Material for the task =
--- START ---

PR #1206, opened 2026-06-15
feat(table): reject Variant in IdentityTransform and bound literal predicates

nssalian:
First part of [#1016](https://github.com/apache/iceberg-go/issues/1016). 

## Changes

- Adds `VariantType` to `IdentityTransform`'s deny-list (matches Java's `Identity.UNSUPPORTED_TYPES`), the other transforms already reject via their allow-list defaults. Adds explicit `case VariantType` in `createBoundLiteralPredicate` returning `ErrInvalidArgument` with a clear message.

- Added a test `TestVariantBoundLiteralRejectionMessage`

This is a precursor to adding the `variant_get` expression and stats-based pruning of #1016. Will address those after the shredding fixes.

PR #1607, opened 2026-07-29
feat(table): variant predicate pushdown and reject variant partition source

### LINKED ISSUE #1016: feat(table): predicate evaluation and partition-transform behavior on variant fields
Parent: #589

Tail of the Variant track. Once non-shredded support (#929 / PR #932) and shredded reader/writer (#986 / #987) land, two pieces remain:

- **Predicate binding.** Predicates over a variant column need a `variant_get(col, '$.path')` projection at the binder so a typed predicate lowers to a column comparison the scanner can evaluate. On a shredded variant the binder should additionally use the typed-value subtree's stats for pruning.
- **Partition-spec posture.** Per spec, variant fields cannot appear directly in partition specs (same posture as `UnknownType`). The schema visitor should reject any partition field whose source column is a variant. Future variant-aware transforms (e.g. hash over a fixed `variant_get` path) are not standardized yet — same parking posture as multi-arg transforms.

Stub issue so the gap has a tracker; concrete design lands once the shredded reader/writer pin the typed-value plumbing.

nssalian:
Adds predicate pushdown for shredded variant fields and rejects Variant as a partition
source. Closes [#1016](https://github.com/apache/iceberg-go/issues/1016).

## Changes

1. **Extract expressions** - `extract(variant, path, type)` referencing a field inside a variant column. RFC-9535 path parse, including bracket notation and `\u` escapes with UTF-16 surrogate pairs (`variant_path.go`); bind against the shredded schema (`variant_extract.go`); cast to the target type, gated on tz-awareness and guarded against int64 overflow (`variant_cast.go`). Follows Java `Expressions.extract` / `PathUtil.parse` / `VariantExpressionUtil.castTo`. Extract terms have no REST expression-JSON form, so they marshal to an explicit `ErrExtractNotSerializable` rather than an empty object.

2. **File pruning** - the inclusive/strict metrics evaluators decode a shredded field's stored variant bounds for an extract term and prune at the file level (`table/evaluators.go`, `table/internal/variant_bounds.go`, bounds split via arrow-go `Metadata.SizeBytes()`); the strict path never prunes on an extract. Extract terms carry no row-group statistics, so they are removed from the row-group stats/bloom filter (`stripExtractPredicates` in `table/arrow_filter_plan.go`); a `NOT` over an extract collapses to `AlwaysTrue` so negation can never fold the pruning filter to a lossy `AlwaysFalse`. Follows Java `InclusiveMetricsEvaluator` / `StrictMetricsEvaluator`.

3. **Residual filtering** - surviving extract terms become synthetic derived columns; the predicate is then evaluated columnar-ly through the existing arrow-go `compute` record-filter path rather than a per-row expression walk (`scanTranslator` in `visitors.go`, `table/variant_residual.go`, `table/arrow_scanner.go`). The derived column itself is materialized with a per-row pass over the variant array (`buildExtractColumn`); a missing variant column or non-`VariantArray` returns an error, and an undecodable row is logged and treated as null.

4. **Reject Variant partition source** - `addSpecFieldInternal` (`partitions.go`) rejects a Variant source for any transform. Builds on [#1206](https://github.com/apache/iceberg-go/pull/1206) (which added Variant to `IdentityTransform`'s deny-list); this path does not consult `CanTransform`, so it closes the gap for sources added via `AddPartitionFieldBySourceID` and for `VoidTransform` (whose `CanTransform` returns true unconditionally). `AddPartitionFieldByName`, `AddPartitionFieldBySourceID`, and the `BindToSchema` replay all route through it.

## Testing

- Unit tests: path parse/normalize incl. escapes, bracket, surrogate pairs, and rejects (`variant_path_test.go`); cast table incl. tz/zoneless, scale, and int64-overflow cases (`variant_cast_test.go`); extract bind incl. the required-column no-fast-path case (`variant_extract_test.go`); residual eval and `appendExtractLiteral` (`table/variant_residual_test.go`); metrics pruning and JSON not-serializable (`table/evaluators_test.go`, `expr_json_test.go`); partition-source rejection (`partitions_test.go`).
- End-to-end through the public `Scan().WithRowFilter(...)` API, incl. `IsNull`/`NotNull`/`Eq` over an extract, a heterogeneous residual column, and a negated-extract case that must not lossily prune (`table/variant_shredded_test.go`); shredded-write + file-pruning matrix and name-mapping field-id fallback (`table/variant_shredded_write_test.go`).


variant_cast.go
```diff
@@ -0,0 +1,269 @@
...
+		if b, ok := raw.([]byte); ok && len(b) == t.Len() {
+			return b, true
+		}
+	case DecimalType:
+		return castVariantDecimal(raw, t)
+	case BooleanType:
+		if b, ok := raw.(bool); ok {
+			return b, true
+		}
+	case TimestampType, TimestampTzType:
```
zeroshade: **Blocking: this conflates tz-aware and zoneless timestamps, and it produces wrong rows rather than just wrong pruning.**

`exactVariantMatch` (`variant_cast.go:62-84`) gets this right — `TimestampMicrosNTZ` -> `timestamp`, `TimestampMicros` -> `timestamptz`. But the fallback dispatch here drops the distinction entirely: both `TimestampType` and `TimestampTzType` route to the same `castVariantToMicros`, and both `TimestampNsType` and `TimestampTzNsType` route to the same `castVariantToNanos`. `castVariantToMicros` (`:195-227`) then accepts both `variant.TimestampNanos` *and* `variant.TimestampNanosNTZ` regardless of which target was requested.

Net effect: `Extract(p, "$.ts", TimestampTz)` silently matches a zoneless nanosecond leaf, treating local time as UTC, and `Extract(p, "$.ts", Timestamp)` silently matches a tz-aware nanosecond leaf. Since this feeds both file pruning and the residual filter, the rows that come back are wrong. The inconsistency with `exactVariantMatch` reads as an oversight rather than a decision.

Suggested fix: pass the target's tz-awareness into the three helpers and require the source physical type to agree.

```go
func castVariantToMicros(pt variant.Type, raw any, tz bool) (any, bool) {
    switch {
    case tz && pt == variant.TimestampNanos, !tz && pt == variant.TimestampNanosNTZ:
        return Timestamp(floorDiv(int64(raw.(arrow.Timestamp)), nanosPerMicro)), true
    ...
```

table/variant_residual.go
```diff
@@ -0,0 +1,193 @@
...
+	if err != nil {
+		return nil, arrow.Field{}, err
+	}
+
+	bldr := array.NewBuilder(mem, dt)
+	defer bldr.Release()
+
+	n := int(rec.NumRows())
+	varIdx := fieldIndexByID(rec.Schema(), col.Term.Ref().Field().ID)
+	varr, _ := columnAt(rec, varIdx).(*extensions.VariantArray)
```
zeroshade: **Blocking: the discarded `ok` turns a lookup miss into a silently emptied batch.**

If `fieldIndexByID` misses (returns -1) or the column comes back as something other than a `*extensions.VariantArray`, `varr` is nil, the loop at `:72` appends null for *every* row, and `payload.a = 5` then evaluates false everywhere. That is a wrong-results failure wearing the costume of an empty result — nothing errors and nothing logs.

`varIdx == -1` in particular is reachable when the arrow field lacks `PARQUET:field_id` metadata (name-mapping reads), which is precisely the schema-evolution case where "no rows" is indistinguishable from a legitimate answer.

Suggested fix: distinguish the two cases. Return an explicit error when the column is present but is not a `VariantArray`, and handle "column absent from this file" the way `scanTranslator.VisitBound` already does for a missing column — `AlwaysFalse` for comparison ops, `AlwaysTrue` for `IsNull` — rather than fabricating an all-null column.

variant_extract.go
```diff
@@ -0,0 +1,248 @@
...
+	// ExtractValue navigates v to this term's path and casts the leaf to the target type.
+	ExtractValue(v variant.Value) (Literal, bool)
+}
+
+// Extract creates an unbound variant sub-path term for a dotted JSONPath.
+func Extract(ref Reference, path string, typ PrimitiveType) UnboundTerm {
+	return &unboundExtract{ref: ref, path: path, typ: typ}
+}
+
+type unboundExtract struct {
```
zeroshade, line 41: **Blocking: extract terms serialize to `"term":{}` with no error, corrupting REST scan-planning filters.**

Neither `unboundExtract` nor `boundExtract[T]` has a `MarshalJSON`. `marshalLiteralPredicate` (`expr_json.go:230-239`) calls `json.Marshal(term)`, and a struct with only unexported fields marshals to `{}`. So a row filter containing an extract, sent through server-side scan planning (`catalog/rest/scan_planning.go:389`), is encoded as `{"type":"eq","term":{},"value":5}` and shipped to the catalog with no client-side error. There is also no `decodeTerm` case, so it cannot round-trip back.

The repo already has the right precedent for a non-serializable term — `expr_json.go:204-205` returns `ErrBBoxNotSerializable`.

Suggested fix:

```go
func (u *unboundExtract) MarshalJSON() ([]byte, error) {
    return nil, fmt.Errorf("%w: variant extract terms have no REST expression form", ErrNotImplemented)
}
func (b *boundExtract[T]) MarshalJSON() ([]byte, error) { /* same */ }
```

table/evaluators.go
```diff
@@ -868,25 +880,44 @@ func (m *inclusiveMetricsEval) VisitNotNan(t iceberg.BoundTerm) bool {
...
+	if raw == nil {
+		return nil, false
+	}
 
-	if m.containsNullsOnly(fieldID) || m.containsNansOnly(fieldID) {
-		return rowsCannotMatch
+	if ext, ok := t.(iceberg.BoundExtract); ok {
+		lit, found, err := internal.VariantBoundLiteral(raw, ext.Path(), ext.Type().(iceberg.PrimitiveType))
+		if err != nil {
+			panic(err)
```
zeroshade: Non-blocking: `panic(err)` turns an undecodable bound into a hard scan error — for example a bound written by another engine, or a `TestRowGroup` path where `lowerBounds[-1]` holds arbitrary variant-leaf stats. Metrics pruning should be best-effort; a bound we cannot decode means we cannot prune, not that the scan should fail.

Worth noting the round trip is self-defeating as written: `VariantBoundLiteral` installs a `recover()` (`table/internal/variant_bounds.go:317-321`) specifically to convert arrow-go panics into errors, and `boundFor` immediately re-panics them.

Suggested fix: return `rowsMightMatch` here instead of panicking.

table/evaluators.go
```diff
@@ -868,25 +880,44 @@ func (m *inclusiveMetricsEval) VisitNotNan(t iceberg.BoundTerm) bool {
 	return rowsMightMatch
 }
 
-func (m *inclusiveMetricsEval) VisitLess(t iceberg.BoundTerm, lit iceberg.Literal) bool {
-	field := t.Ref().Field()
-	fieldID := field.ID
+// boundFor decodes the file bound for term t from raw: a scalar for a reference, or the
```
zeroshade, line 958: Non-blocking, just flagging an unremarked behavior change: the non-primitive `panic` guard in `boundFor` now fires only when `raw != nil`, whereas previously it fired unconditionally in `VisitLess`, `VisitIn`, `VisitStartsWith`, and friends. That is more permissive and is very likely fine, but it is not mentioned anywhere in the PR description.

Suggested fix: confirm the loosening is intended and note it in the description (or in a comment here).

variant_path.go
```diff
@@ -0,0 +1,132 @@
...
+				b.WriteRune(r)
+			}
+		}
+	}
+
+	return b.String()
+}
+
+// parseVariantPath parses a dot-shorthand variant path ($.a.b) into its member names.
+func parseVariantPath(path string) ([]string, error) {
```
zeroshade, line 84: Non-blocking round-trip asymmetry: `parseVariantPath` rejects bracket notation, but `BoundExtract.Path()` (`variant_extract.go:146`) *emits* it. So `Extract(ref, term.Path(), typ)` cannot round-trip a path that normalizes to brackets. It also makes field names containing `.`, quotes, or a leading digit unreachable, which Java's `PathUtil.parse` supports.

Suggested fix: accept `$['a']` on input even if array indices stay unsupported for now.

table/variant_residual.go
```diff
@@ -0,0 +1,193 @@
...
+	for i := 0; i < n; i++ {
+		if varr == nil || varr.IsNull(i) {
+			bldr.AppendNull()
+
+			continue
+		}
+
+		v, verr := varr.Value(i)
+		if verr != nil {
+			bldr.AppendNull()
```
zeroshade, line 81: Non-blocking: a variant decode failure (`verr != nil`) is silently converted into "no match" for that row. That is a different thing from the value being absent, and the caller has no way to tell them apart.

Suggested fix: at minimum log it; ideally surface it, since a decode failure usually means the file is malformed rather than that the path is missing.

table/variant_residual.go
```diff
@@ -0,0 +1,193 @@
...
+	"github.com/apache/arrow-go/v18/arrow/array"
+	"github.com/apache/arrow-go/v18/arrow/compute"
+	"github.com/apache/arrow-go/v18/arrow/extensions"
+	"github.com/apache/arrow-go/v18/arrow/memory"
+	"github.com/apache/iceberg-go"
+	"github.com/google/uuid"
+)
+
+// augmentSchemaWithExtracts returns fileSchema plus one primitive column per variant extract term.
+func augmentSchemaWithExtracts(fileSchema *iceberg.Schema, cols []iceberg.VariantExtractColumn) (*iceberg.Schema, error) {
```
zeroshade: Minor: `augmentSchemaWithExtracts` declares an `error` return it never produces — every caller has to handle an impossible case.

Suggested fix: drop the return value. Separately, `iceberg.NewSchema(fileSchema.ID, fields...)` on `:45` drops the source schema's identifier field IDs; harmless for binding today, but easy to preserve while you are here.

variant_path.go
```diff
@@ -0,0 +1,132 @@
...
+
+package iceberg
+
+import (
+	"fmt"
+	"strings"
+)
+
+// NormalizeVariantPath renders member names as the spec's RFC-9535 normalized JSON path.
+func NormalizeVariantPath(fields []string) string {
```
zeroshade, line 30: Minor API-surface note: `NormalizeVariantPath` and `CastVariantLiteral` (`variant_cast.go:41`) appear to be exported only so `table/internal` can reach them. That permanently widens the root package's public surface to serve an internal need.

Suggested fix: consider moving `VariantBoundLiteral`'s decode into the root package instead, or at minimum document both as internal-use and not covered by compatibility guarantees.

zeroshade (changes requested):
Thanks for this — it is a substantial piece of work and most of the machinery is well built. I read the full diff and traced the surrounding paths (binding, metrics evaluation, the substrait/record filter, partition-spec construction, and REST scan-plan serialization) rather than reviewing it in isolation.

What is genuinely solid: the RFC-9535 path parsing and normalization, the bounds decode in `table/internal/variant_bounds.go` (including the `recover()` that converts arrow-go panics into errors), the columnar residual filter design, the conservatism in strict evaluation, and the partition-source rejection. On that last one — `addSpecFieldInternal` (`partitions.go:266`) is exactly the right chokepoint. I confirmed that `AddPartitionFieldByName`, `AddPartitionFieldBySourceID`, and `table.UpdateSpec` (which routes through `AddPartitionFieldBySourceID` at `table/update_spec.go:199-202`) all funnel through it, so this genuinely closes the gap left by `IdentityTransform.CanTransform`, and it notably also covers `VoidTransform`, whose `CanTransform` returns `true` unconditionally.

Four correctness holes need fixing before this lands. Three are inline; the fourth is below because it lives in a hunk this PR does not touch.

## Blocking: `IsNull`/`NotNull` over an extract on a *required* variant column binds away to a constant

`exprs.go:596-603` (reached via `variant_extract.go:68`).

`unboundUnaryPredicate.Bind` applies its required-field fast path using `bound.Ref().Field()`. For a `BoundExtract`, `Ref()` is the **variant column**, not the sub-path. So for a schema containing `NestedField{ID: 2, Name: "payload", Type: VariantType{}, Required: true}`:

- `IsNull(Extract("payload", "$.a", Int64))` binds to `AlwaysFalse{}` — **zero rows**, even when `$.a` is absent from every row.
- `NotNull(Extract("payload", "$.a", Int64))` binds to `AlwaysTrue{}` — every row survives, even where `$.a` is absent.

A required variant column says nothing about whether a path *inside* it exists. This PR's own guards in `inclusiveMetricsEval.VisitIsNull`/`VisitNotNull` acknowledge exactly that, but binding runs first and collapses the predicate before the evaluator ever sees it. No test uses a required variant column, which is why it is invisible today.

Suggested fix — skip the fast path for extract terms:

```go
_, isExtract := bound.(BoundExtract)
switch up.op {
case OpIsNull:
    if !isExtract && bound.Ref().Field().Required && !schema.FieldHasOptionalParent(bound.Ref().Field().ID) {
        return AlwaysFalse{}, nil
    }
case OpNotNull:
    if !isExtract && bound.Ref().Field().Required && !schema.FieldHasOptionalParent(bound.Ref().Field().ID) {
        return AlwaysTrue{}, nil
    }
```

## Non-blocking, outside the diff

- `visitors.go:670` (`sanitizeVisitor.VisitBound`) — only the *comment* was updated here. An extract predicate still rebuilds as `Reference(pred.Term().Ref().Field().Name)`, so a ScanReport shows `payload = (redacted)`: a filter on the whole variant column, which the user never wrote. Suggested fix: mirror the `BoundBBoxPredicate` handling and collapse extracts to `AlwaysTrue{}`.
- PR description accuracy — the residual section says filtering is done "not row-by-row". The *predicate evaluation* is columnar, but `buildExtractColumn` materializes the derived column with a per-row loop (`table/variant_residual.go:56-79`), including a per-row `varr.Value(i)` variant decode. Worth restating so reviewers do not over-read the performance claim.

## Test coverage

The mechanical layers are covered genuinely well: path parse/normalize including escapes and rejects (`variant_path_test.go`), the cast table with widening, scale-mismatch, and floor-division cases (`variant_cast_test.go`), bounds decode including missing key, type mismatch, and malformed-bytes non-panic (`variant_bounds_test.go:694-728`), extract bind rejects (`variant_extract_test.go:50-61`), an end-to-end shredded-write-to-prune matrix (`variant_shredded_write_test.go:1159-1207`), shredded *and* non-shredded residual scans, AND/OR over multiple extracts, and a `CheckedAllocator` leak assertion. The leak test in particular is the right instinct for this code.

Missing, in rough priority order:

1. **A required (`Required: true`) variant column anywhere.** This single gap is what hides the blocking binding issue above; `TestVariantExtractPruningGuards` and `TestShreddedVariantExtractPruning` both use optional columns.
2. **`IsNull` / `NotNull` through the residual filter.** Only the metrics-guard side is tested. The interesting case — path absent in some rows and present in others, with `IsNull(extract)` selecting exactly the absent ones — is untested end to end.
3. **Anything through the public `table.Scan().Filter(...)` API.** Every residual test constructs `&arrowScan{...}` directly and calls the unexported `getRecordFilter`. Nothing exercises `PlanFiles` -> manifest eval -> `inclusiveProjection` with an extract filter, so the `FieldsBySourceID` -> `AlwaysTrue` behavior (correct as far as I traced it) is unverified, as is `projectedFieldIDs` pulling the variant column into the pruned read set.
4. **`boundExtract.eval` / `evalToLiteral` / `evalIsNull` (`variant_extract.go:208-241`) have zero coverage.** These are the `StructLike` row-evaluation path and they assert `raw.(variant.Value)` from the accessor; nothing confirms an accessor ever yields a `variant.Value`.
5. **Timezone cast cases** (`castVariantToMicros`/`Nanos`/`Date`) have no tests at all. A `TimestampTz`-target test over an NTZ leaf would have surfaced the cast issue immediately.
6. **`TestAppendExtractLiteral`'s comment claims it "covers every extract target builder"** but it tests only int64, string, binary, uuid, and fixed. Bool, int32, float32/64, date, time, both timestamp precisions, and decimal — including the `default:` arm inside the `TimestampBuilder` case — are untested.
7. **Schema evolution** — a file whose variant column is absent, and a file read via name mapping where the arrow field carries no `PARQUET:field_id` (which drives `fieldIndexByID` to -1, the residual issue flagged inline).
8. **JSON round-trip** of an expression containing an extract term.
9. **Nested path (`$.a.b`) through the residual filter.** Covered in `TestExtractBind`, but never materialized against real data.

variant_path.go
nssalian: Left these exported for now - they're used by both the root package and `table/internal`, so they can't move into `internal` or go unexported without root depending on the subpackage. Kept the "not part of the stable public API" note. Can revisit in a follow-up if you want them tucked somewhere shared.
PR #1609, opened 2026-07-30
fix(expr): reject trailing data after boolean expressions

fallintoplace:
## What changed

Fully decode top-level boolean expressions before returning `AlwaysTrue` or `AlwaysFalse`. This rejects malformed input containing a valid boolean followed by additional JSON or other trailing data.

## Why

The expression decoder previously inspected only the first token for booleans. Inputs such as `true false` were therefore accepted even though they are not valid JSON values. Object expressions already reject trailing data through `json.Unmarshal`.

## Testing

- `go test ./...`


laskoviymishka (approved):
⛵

--- END ---

Task statement =
Report every line of the data above that contains the string "produces" by copying it in full.

Completed exercise =
zeroshade: **Blocking: this conflates tz-aware and zoneless timestamps, and it produces wrong rows rather than just wrong pruning.**
zeroshade: Minor: `augmentSchemaWithExtracts` declares an `error` return it never produces — every caller has to handle an impossible case.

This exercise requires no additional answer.